I tried multiple formats this past year. For example, here is an example where I was automating writing newsletters about the latest ML news by using LangChain:
I felt my newsletter was missing the latest developments in the field on a weekly basis, so I wanted to bring that to my readers without increasing the workload on my side. I ended up stopping that format because I wasn’t sure people enjoyed it.
I tried the podcast format, where we would just talk about interesting subjects in ML. Here is the first one:
I like the idea of having a different medium to express myself and the fact I could reuse the content to approach video social media platforms like YouTube.
I quite liked doing it, but it ended up being more work than I expected, and I couldn’t keep up producing my typical content while maintaining a podcast.
I would spend a lot of time writing deep dives, but sometimes, it may not have been adapted to the newsletter format. I think most people don’t want to open a newsletter to read code or equations. The interaction with the content tends to be a bit more passive than with a blog article, for example. I wanted to design content that could go in-depth without requiring too much work from the readers, so I started to develop video content. I wanted to make sure people would come back from one newsletter to the next, so I made sure there was a continuity from one newsletter to the next. Here is my first video newsletter about LangChain:
With this content, I could provide value to the reader while developing full courses for people to take their ML skills to the next level!
Building a school
If I learned anything about myself during this journey, it is that I have unique skills to develop easily approachable content about complex subjects. When it comes to ML, I can pretty much explain anything I put my head into, and I want to expand on that. Recently, I started putting my courses on my new website: https://learn.theaiedge.io/. I want to dedicate this website to learning content where people can really develop true ML skills.

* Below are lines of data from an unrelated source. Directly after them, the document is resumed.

PR #4938, opened 2020-07-07
[libra-trace] Add seperate binary for libra trace.

changyonghu:
Create separate binary to retrieve libra trace from elastic search.

### DIFF
--- a/Cargo.lock
+++ b/Cargo.lock
@@ -2925,6 +2925,19 @@ dependencies = [
 ]
 
 [[package]]
+name = "libra-trace"
+version = "0.1.0"
+dependencies = [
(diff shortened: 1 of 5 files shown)


changyonghu:
Now I just call trace client from debug_interface. I will refactor some part of debug_interface into monitoring in separate PR.

common/monitoring/Cargo.toml
```diff
@@ -0,0 +1,20 @@
+[package]
+name = "monitoring"
```
andll, line 2: Let's call it libra-trace to be specific? It is not clear whether this will become a general monitoring crate, or there will be some other layout in future

changyonghu: Yes, I will refactor them in a separate PR.

PR #4941, opened 2020-07-07
[CI] cache sccache binary

sausagee:
## Motivation
Cache sccache binary to trim another 1.5 minutes from total workflow time.

sccache size is increased to 4GB to accomodate the dev build which generates larger cache volumne.

The first workflow of the day will miss the cache.  The cache miss costs ~3 minutes due to installing the sccache binary and is absorbed in the first job, `prefetch-crates`.  The subsequent jobs in the workflow can avoid installing sccache.

image

Subsequent workflows will hit the cache and can enjoy the saving of sccache install time ~1.5 mintues. Plus extra saving due to increased sccache size.   

image

## Test Plan
CI

### DIFF
--- a/.circleci/config.yml
+++ b/.circleci/config.yml
@@ -90,14 +90,26 @@ commands:
           command: rustup install nightly
   install_sccache:
     steps:
+      - restore_cache:
+          name: Restore sccache binary
+          key: sccache-0.2.13
       - run:
           name: Install scccache
           command: |
-            cargo install sccache
-            echo 'export SCCACHE_CACHE_SIZE=3G' >> $BASH_ENV
+            if ! [ -e /usr/local/cargo/bin/sccache ]; then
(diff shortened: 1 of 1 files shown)


.circleci/config.yml
```diff
@@ -140,18 +144,19 @@ commands:
     steps:
       - save_cache:
           name: Save cargo package cache
-          key: cargo-package-cache-{{ checksum "Cargo.lock" }}
+          key: cargo-package-cash-{{ checksum "Cargo.lock" }}
```
huitseeker, line 147: Are you sure?

sausagee: lol, definitely not. The PR is in draft, and I need to test it in CI in-place.  So I deliberately changed it to cause a cache miss.  Might as well name it $_$ :)

sausagee:
SG. One more iteration to put sccache in its own cache area.

PR #4945, opened 2020-07-08
[move framework] add add_all_currencies flag to DD account creation

sblackshear:
Enable creation of multi-currency DD accounts using an `add_all_currencies` flag in the relevant tx script. This is identical to the approach used in the creation of parent VASP accounts.


ankushagarwal:
Thanks @sblackshear!

PR #4949, opened 2020-07-08
[language] loader cleanup

dariorussi:
Refactor code a bit to organize it better for readability.
Added some commments.
Cleaned up `Loader` and `Resolver` API.
There is more coming but this is a good change

### DIFF
--- a/language/move-vm/runtime/src/loader.rs
+++ b/language/move-vm/runtime/src/loader.rs
@@ -334,6 +334,10 @@ impl TypeCache {
     }
 }
 
+//
+// Loader
+//
+
 // A Loader is responsible to load scripts and modules and holds the cache of all loaded
 // entities. Each cache is protected by a `Mutex`. Operation in the Loader must be thread safe
 // (operating on values on the stack) and when cache needs updating the mutex must be taken.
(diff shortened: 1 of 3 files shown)


dariorussi:
this is not a big change but moving code around is reporting a much bigger number of line changed that it really is

language/move-vm/runtime/src/loader.rs
```diff
@@ -386,10 +371,105 @@ impl Loader {
...
+    // Script verification steps.
+    // See `verify_module()` for module verification steps.
+    fn verify_script(&self, script: &CompiledScript) -> VMResult<()> {
+        DuplicationChecker::verify_script(&script)?;
+        SignatureChecker::verify_script(&script)?;
+        InstructionConsistency::verify_script(&script)?;
+        constants::verify_script(&script)?;
+        CodeUnitVerifier::verify_script(&script)?;
+        verify_main_signature(&script)
+    }
```
tnowacki, line 422: This looks like the same code in verifier.rs? Why the duplication?

dariorussi: I want the runtime to have its own concept of verification and I do not want to use a common function.
Both `verify_module` and `verify_script` are implemented by the runtime.
Maybe I could point that out in the comment but it really seem too much information.
Bottom line I do not want the runtime to share anything with anybody when it comes to core logic.
Of course that has a lot of not so nice side effects together with a lot of very nice, and truth is, I don't know what's right.
But I really do not want to share for now... I want to be really selfish here... ;) 
thoughts?

dariorussi:
there is one more PR coming for the loader and built on top of this. 
If people think is better I am happy to merge it here.
Also I am fine to wait going in if people have bad merges, please let me know. Happy to wait.
I am cleaning up the loader on top of this and it's all internal API so I don't have to go in right away if I am disruptive to others

vgao1996:
@dariorussi Sorry tried to land the wrong PR... Will get the flow canceled

vgao1996:
Still I'm surprised bors-libra permitted this...

dariorussi:
> Still I'm surprised bors-libra permitted this...

this is hilarious!!!!

language/move-vm/runtime/src/loader.rs
```diff
@@ -690,32 +742,69 @@ impl<'a> Resolver<'a> {
...
             BinaryType::Script(script) => script.function_instantiation_at(idx.0),
+        };
+        let mut instantiation = vec![];
+        for ty in &func_inst.instantiation {
+            instantiation.push(ty.subst(type_params)?);
         }
+        Ok(instantiation)
+    }
+
+    pub(crate) fn generic_function_arity(
```
vgao1996, line 792: I found this name a bit confusing. Upon first glance, "arity" could mean a few things to me:
1. The total number of parameters, including type parameters and value parameters
2. The number of value parameters.
3. The number of type parameters.
and it was only clear until I read the body of the function.

I'd personally prefer a more straightforward name including sth like "num_type_params".

dariorussi: went for `type_params_count`

dariorussi:
some feedback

For now, there are a couple of courses, but in the coming year, I am going to extend the number of courses and propose multiple hands-on bootcamps to train people in ML. By the end of the coming year, I am hoping to offer multiple specialization tracks about different ML sub-fields. I had a lot of conflicts about this idea because I am not interested in preparing people for interviews or promising people they are going to find jobs because of me, but I am confident I can help people become better at Machine Learning! More information about this to come pretty soon!
Until then, happy holiday to all!
Great journey. Please keep it going.
Well said. While reading this post, I am thinking like I am writing for myself. I have a similar mind to yours. My dream is to get into FAANG companies and then do what I can enjoy! I am sure this post will influence my self-belief and accelerate my progress toward my goal. Thank you for this blog post and for being an inspiration to many of us.